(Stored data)
==================================================
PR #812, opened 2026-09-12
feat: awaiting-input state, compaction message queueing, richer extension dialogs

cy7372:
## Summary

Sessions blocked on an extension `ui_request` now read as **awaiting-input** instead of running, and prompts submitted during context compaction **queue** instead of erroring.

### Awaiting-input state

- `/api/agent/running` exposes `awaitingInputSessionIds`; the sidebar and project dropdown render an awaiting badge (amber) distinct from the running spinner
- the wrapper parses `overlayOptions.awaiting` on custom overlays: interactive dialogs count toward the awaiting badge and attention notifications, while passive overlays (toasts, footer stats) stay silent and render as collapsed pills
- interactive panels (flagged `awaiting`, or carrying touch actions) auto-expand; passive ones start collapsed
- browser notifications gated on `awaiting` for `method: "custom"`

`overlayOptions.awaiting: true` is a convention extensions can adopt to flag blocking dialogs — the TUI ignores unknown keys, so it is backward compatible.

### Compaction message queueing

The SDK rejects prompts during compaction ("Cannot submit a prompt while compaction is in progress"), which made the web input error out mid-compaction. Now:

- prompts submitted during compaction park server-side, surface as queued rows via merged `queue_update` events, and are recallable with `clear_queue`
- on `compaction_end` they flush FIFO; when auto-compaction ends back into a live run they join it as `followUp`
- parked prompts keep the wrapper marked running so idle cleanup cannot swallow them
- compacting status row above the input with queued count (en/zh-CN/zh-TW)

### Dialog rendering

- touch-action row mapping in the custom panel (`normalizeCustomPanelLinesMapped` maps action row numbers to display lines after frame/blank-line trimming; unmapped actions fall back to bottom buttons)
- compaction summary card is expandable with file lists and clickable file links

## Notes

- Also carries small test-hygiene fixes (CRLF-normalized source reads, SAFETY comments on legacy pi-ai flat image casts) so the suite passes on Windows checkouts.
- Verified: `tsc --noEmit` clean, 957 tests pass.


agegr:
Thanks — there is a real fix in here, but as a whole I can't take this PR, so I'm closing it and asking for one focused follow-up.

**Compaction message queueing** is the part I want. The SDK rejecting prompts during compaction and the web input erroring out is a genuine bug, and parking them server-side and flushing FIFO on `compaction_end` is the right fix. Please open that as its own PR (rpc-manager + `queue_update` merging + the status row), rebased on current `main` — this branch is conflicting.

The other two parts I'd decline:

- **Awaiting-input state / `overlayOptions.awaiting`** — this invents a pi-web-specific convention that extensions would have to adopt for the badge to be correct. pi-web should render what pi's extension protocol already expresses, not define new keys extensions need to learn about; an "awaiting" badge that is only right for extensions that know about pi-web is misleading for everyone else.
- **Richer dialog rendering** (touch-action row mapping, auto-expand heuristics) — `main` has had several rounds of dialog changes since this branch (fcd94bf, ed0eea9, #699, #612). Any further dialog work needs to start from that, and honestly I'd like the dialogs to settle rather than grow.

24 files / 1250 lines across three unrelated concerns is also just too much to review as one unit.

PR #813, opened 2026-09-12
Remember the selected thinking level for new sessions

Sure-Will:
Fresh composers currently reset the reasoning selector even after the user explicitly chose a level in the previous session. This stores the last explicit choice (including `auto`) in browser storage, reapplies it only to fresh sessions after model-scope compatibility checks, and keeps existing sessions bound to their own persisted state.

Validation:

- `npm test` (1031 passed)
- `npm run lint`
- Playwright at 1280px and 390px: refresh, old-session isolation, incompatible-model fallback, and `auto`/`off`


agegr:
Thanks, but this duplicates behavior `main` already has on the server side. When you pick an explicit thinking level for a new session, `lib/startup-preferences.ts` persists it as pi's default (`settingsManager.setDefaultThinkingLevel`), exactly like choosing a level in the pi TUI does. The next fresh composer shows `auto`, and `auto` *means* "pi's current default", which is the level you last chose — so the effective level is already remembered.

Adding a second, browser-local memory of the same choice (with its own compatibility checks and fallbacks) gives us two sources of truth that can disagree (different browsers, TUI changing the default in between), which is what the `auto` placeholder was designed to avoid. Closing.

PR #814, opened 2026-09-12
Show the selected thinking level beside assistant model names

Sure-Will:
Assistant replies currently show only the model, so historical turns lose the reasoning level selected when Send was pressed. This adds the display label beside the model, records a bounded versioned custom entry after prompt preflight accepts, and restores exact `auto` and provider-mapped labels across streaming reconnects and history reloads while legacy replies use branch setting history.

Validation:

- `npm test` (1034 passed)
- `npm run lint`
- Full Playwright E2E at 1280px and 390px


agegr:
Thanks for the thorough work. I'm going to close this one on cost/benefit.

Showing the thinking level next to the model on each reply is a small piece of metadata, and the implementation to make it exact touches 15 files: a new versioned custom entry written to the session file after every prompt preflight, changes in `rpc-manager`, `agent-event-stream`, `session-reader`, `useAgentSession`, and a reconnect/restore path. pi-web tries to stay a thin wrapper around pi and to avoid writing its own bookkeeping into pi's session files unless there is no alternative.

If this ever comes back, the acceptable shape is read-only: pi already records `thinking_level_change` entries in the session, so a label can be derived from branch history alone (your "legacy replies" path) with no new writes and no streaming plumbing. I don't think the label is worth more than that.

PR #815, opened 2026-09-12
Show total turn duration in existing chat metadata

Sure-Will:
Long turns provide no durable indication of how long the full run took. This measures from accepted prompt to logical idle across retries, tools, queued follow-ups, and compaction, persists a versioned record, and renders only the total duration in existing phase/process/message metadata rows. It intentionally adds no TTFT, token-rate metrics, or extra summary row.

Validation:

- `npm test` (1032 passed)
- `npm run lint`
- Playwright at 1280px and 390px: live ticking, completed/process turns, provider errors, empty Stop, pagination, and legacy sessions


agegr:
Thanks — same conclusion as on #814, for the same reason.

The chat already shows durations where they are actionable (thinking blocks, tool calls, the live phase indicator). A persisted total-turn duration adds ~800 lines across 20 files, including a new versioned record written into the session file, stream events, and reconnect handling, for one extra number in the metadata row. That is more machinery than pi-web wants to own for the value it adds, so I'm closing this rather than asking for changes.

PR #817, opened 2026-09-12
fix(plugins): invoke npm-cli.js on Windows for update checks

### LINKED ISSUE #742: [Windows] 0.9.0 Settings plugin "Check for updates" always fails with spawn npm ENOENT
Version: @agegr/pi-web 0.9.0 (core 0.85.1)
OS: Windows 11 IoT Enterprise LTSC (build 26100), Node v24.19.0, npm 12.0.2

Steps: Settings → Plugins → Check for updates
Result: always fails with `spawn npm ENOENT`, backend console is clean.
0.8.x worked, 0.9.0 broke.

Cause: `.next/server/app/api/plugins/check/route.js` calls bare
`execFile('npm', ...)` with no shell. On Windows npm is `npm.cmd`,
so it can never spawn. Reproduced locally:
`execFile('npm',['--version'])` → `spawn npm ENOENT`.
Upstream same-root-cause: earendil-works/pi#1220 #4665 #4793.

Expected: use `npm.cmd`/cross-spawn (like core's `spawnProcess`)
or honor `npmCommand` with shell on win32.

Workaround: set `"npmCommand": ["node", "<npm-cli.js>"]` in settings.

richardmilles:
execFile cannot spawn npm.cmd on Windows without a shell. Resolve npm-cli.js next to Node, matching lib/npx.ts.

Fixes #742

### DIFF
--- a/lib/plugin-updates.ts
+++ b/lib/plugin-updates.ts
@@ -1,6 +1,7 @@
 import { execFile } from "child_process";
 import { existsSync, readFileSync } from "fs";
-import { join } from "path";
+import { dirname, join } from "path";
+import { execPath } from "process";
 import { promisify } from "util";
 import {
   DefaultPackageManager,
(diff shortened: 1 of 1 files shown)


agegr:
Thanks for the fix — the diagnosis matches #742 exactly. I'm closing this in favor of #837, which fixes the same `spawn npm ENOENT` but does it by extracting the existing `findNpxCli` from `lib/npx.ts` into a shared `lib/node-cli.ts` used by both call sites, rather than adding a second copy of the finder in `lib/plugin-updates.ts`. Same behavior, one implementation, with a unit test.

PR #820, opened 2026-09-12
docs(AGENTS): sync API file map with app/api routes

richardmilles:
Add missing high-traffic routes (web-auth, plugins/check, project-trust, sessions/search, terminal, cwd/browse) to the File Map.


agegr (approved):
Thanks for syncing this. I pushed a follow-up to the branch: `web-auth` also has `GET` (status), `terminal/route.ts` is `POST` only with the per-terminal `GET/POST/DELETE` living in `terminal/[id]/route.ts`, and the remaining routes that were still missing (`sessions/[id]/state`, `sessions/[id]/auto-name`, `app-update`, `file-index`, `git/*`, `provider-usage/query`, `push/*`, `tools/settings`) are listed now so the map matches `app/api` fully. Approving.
==================================================
Exercise directions: The first line of the records begins the span, and the line containing "### Compaction message queueing" ends it. Reproduce that span exactly, both ends included.

Result for this exercise:
PR #812, opened 2026-09-12
feat: awaiting-input state, compaction message queueing, richer extension dialogs

cy7372:
## Summary

Sessions blocked on an extension `ui_request` now read as **awaiting-input** instead of running, and prompts submitted during context compaction **queue** instead of erroring.

### Awaiting-input state

- `/api/agent/running` exposes `awaitingInputSessionIds`; the sidebar and project dropdown render an awaiting badge (amber) distinct from the running spinner
- the wrapper parses `overlayOptions.awaiting` on custom overlays: interactive dialogs count toward the awaiting badge and attention notifications, while passive overlays (toasts, footer stats) stay silent and render as collapsed pills
- interactive panels (flagged `awaiting`, or carrying touch actions) auto-expand; passive ones start collapsed
- browser notifications gated on `awaiting` for `method: "custom"`

`overlayOptions.awaiting: true` is a convention extensions can adopt to flag blocking dialogs — the TUI ignores unknown keys, so it is backward compatible.

### Compaction message queueing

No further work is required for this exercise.